Six months after Michelle and I met, her father died suddenly of complications after a
kidney operation. I flew back to Chicago and stood at his gravesite, Michelle’s head on
my shoulder. As the casket was lowered, I promised Frasier Robinson that I would take
care of his girl. I realized that in some unspoken, still tentative way, she and I were
already becoming a family.
THERE’S A LOT of talk these days about the decline of the American family. Social
conservatives claim that the traditional family is under assault from Hollywood movies
and gay pride parades. Liberals point to the economic factors—from stagnating wages
to inadequate day care—that have put families under increasing duress. Our popular
culture feeds the alarm, with tales of women consigned to permanent singlehood, men
unwilling to make lasting commitments, and teens engaged in endless sexual escapades.

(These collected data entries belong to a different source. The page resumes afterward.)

PR #1312, opened 2021-01-20
Fill default values when parent is missing

### LINKED ISSUE #682: When calculating direct features use default value if parent missing

thehomebrewnerd:
### Fill default values when parent is missing
Replaces PR #1217 

Closes #682


featuretools/tests/conftest.py
```diff
@@ -152,6 +152,64 @@ def ks_diamond_es(pd_diamond_es):
     return ft.EntitySet(id=pd_diamond_es.id, entities=entities, relationships=relationships)
 
 
+@pytest.fixture(params=['pd_transactions_defaultvalue_es', 'dask_transactions_defaultvalue_es', 'ks_transactions_defaultvalue_es'])
+def transactions_defaultvalue_es(request):
```
rwedge, line 156: thoughts on shortening this to `default_value_es` and adjusting the other fixtures to match?

thehomebrewnerd: Yeah, that would be cleaner for sure.

thehomebrewnerd: @rwedge Updated

rwedge (approved):
Looks good!

PR #1320, opened 2021-01-27
Remove unnecessary `pytest.skip` calls

thehomebrewnerd:
### Remove unnecessary `pytest.skip` calls

Removes multiple unnecessary calls to pytest.skip which was being used to skip Koalas tests on Windows. However, the current test environment is not installing Windows, so the tests were being skipped anyway due to a `pytest.importorskip` call that is in place.


rwedge (approved):
Looks good!

PR #1323, opened 2021-01-28
Fix Entityset.__eq__ bug and test coverage

### LINKED ISSUE #1281: EntitySet.__eq__ bug fix and test coverage improvement
The `EntitySet.__eq__` method contains code that will never evaluate to False. This could cause two entitysets that have different relationships defined to evaluate as equal when they should be not equal.

This code block
```python
for r in other.relationships:
    if r not in other.relationships:
        return False
```

should be changed to:
```python
for r in self.relationships:
    if r not in other.relationships:
        return False
```

Also, there are other lines in the `__eq__` method that are not currently covered by the existing unit tests. New tests should be added to improve coverage for this method.

thehomebrewnerd:
### Fix `EntitySet.__eq__` bug and test coverage

Fixes #1281 

Fixes a bug in `EntitySet.__eq__` where relationships were not being compared properly between `self` and `other`. Also adds a new test to cover lines in `__eq__` and `__ne__` that were previously uncovered

### DIFF
--- a/docs/source/release_notes.rst
+++ b/docs/source/release_notes.rst
@@ -6,7 +6,7 @@ Release Notes
     * Enhancements
     * Fixes
         * Calculate direct features uses default value if parent missing (:pr:`1312`)
-        * Fix bug in ``EntitySet.__eq__`` (:pr:`1323`)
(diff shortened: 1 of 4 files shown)


rwedge (approved):
Looks good!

Nothing seems settled, as it was in the past; our roles and relationships all feel up for
grabs.
Given this hand-wringing, it may be helpful to step back and remind ourselves that the
institution of marriage isn’t disappearing anytime soon. While it’s true that marriage
rates have declined steadily since the 1950s, some of the decline is a result of more
Americans delaying marriage to pursue an education or establish a career; by the age of
forty-five, 89 percent of women and 83 percent of men will have tied the knot at least
once. Married couples continue to head 67 percent of American families, and the vast
majority of Americans still consider marriage to be the best foundation for personal
intimacy, economic stability, and child rearing.

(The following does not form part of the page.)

PR #1029, opened 2026-07-27
feat: select custom agents for Telegram conversations via /agents

OliverBryant:
## What

Telegram bot users can now choose which Agent Builder agent handles their conversation, directly inside Telegram:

Still, there’s no denying that the nature of the family has changed over the last fifty
years. Although divorce rates have declined by 21 percent since their peak in the late
seventies and early eighties, half of all first marriages still end in divorce. Compared to
our grandparents, we’re more tolerant of premarital sex, more likely to cohabit, and
more likely to live alone. We’re also far more likely to be raising children in
nontraditional households; 60 percent of all divorces involve children, 33 percent of all
children are born out of wedlock, and 34 percent of children don’t live with their
biological fathers.
These trends are particularly acute in the African American community, where it’s fair
to say that the nuclear family is on the verge of collapse. Since 1950, the marriage rate
for black women has plummeted from 62 percent to 36 percent. Between 1960 and
1995, the number of African American children living with two married parents
dropped by more than half; today 54 percent of all African American children live in
single-parent households, compared to about 23 percent of all white children.